Wednesday, January 02, 2008

Finding Enticing Questions on the Edge

Yesterday, I was telling a friend about what I perceive as the essential challenge to involving visitors in co-creation in museums: finding compelling questions that open people to the experience of sharing. He told me about the World Question Center, and we spent the rest of the evening exploring the questions and answers posed on this fascinating site.

The World Question Center is a product of, a group of self-described "digerati" providing a forum for scientists and other folks of interest to present lectures and symposia on topics loosely related to science and culture. Each year, John Brockman poses one provocative question, and solicits responses from some of the most influential thinkers in the world (though a suspiciously large number of them are white men).

Recent questions include:
  • What's your law? (2004)
  • What do you believe is true even though you cannot prove it? (2005)
  • What's your dangerous idea? (2006)
  • What are you optimistic about? (2007)
And this year's question is: What have you changed your mind about? Why?

I'm frankly less interested in many of the answers than I am in the questions themselves. As are other readers--now that the most recent question/answers have been put out as books, I was interested to read the Amazon reviews. The "dangerous idea" book got very positive reviews, including this one from a person who wanted to know "your" dangerous idea:
In other words, Joe and Jane Citizen were not invited to participate in this project. Too bad... it would have been a worthy exercise to see "third culture intellectuals" spouting out alongside those who live in... our first and second culture?
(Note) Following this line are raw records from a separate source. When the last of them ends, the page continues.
PR #399, opened 2024-06-27
feat(approve): Add PR approval cmd

merkata:
# Summary

Adds the option to approve a PR, this is handy when working in a team and with having some branch protections in place (like require X approvals to merge).

`go run ./gh-dash.go --debug`

## Images/Videos

gh_dash_approve

### DIFF
--- a/ui/components/prsidebar/approve.go
+++ b/ui/components/prsidebar/approve.go
@@ -17,7 +17,7 @@ func (m *Model) approve(comment string) tea.Cmd {
 	task := context.Task{
 		Id:           taskId,
 		StartText:    fmt.Sprintf("Approving pr #%d", prNumber),
-		FinishedText: fmt.Sprintf("pr #%d has been approved with comment: %s", prNumber, comment),
+		FinishedText: fmt.Sprintf("pr #%d has been approved", prNumber),
 		State:        context.TaskStart,
 		Error:        nil,
 	}
--- a/ui/components/prsidebar/approve.go
+++ b/ui/components/prsidebar/approve.go
@@ -1,0 +1,54 @@
+package prsidebar
+
+import (
+	"fmt"
+	"os/exec"
+
+	tea "github.com/charmbracelet/bubbletea"
+	"github.com/dlvhdr/gh-dash/v4/ui/components/prssection"
+	"github.com/dlvhdr/gh-dash/v4/ui/constants"
+	"github.com/dlvhdr/gh-dash/v4/ui/context"
+)
+
+func (m *Model) approve(comment string) tea.Cmd {
+	pr := m.pr.Data
+	prNumber := pr.GetNumber()
+	taskId := fmt.Sprintf("pr_approve_%d", prNumber)
+	task := context.Task{
+		Id:           taskId,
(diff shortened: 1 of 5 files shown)


ui/components/prsidebar/approve.go
```diff
@@ -0,0 +1,54 @@
...
+)
+
+func (m *Model) approve(comment string) tea.Cmd {
+	pr := m.pr.Data
+	prNumber := pr.GetNumber()
+	taskId := fmt.Sprintf("pr_approve_%d", prNumber)
+	task := context.Task{
+		Id:           taskId,
+		StartText:    fmt.Sprintf("Approving pr #%d", prNumber),
+		FinishedText: fmt.Sprintf("pr #%d has been approved with comment: %s", prNumber, comment),
```
dlvhdr, line 20: Let's not include the content of the comment as it can be quite long and have new lines. This will break the UI once rendered

ui/keys/prKeys.go
```diff
@@ -24,6 +25,10 @@ type PRKeyMap struct {
 }
 
 var PRKeys = PRKeyMap{
+	Approve: key.NewBinding(
+		key.WithKeys("!"),
```
dlvhdr, line 29: I think <kbd>v</kbd> would work better here? as in a checkmark?
maybe we can change to <kbd>a</kbd> when we introduce a breaking change.

dlvhdr (commented):
This is great! Thanks for contributing :)
Had some minor comments

ui/keys/prKeys.go
merkata: That's great, changed!

ui/components/prsidebar/approve.go
merkata: Makes sense, adjusted. Thanks!

dlvhdr (approved):

ui/components/prsidebar/prsidebar.go
```diff
@@ -71,6 +73,25 @@ func (m Model) Update(msg tea.Msg) (Model, tea.Cmd) {
...
+		} else if m.isApproving {
+			switch msg.Type {
+
+			case tea.KeyCtrlD:
+				if len(strings.Trim(m.inputBox.Value(), " ")) != 0 {
+					cmd = m.approve(m.inputBox.Value())
+				}
+				m.inputBox.Blur()
+				m.isApproving = false
+				return m, cmd
```
rmacklin, line 87: This seems to require a comment to be entered, or else the approval won't occur. Yet the code here:
https://github.com/merkata/gh-dash/blob/d9033f7855730e536f5a3ecfbd8cb8e9f4c9268b/ui/components/prsidebar/approve.go#L33-L35
seems to indicate that approving with no comment is supposed to be supported. Do we want to support approving without a comment (like this PR itself was approved: https://github.com/dlvhdr/gh-dash/pull/399#pullrequestreview-2149546111)?

rmacklin: I've opened a PR to enable approving without a comment:
- https://github.com/dlvhdr/gh-dash/pull/420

Regardless, there are some interesting ideas presented here, even if the pool of writers has been high-graded through a filter that is not clearly specified.

Brockman has done a great job of teasing out questions that are both provocative and evocative, and I think many of us and our visitors would benefit from the exercise of answering them. He tells the story of visiting Hans Obrist, curator at London's Serpentine Gallery, who was putting on his own exhibition (in his office) of responses to the question: "What's your formula?" Obrist had received submissions, drawn on A4 paper, by celebrities like Brian Eno and Rem Koolhaas, but my instant reaction was to recall a time when my then 14 year old cousin came to me with an elaborate set of formulae for an imagined new axle arrangement for a more efficient car. We all have these theories, formulae, laws, and observations inside of us--we just need the right question or opportunity to draw them out.

John Brockman has given us a starting point. If the hard part is coming up with a great question, go to the World Question Center and find some pre-vetted ones that might be compelling to visitors as the basis for co-creating an exhibit or program. And once you're feeling brave enough, start writing your own. The World Question Center can't rest with the digerati--it will be a lot more powerful when we are all asking and answering each other.